Antisemitism report lets CUNY off the hook, offers no help against hate: professor

As a Zionist Jewish professor and department chair at the City University of New York, I have witnessed and been a victim of the pervasive anti-Semitism on CUNY’s campuses.

In 2021, the EEOC substantiated my claim that CUNY and its faculty union, the Professional Staff Congress, discriminated against me and other Jewish professors because of my religion.

So, I applauded when Gov. Kathy Hochul commissioned a report to expose and correct the hatred I had been fighting for years.

I should have known better.

Neither my EEOC complaint, nor my lawsuits against CUNY and its union, the latter of which is now being appealed to the U.S. Supreme Court, is mentioned a single time in Hochul-commissioned report — and that’s just the start of its glaring omissions.

First, I want to acknowledge that the report condemns CUNY for failing to protect its Jewish community and recommends that it overhaul its policies related to anti-Semitism.

This is a welcome dose of reality.

Without acknowledging the problem, a solution is impossible.

The report also says that Zionism must be recognized as part of the identity of most Jews and suggests that CUNY should see anti-Zionism as equivalent to anti-Semitism.

I believe this is a critical change in posture, and that without it, racism can be more easily dismissed as a mere political disagreement.

These are undoubtedly steps in the right direction, and I commend the report for making them.

But beyond that, the report fails, seemingly willfully, on many levels.

The most glaring omission?

The singularly powerful administrator currently in charge of overseeing anti-Semitism complaints across CUNY’s 25 campuses and who presumably will be responsible for implementing the report’s recommendations, Chief Diversity Officer Saly Abd Alla, is never mentioned.

Nor is the fact that she is a former director at CAIR Minnesota and an activist for the anti-Israel boycott, divestment, and sanctions (BDS) movement.

How did she secure that role with her background? And how is she still there?

The report doesn’t say.

It is inexcusable that Abd Alla, whom I and many of my Jewish colleagues see as incompatible with any effort to truly address campus anti-Semitism, skates by uncriticized.

The report should have started with a recommendation that she be immediately replaced with someone without an anti-Zionist history.
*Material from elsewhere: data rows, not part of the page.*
PR #236, opened 2023-04-09
Alignment with Koios Java Client 1.17.1 + New Get Transactions API

edridudi:


integration-test/src/it/java/com/bloxbean/cardano/client/backend/api/TransactionServiceIT.java
```diff
@@ -44,6 +44,15 @@ public void testGetTransaction() throws Exception {
         System.out.println(JsonUtil.getPrettyJson(result.getValue()));
     }
 
+    @Test
+    public void testGetTransactions() throws Exception {
+        String txnHash = "fb77161efb9788f78d13e815e7c0bfde192cbdfb18a8e502c7a3d3171c1e5688";
+        Result<List<TransactionContent>> result = service.getTransactions(List.of(txnHash));
+
+        assertNotNull(result.getValue());
```
satran004, line 52: @edridudi Thanks. The changes look good to me. 
Can you please update the assert statement to check if the return value has the same tx content/id? Please also add one negative test .

satran004 (changes requested):

integration-test/src/it/java/com/bloxbean/cardano/client/backend/api/TransactionServiceIT.java
edridudi: @satran004 What kind of negative test?

satran004: @edridudi Like if one of the txId in txIdList is not valid, it should return error instead of partial or empty list. That's according to the current impl.

Issue #224, opened 2023-03-15
Split core module to serialization and plutus annotation


satran004:
Currently, core module contains classes with different functionalities. There is an opportunity to split core into multiple modules
1.  serialization/spec/or a better name (Module with serialization logic)
2.  Plutus annotation (Module with plutus annotations and converters). We may call this module plutus-helper/plutus-extra to increase the scope of this module.
3. core (Remaining functionalities)

Note:
- As serialization code is used everywhere in CCL and also application code, we should not change the package name in ```serialization``` module.

PR #242, opened 2023-04-24
reafactor(core) : #224 Split core module into spec, plutus, coinselec…

satran004:
This PR is for #224 

The Core module is divided into multiple sub-modules. Each of these sub-modules can now be added independently.

   1. **Spec:** This module contains the low-level CBOR serialization logic and a few utilities. To build a transaction using the low-level API, this module should be enough.

   2. **Plutus:** This module contains Plutus annotations and helpers that can be used to convert/serialize a POJO to PlutusData and vice versa.

   3. **CoinSelection:** This module contains the CoinSelection API and its implementations.

   4. **Core-API:** This module contains the core APIs required for the transaction builder or other high-level modules, such as UtxoSupplier, ProtocolParamSupplier, Utxo, Amount, etc

   5. **Core:**  This module contains the remaining classes for legacy reasons, such as legacy high-level APIs. The legacy high-level APIs will be removed once we have the new high-level APIs later.
   
   **Known issues:** 
   - Some of the unit tests are still in old core module due to some dependencies. This will be fixed later. 
   - Also, few packages are not consistent with new module names. This will be fixed later with deprecation notice.


matiwinnetou:
reafactor -> refactor.

Once this is there, I will use new library as part of merkle-tree-java project - removing core and putting plutus one from here.

PR #312, opened 2023-08-30
Added endpoints

Thomar10:


satran004 (changes requested):
@Thomar10 Thanks a lot for the PR. It looks good to me. Just few comments.

Can you please  also add integration tests for these two new methods? Blockfrost related integration tests can be found in "integration-test" module.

Also absent from the report is a clear recommendation that CUNY adopt a definition — any definition­ — of anti-Semitism.

In fact, the report says that recommending a definition would be too “controversial” to consider. It’s a stunning cop-out that speaks to how inadequate and toothless the report’s conclusions ultimately are.

How is the largest urban public school system in America supposed to confront something it hasn’t defined?

The International Holocaust Remembrance Alliance (IHRA) definition of anti-Semitism has been adopted by more than 40 countries.

It should have been simple to start there.

Particularly offensive is the report’s efforts to minimize violent anti-Semitic incidents.

Yes, “a few” violent incidents are mentioned, but others are ignored.

For example, a student on my campus allegedly beat someone with a baseball bat while saying “Kill Jews, free Palestine.”

But you won’t find this heinous incident in the report because, while it acknowledges that anti-Semitism violence is fomented at CUNY, it refused to address campus-adjacent incidents.

My message to Hochul and campus administration is simple. CUNY’s Jewish community is bleeding.

This report acknowledges the injury but refuses to administer the cure.

To stop the hatred and begin to heal our wounds, those responsible for getting us here need to be held accountable.

And something as basic as adopting a definition of anti-Semitism would be a meaningful place to start.

Jeffrey Lax is a professor of law and chair of the business department at CUNY, a co-founder of S.A.F.E. Campus, and a plaintiff in Goldstein v. PSC/CUNY.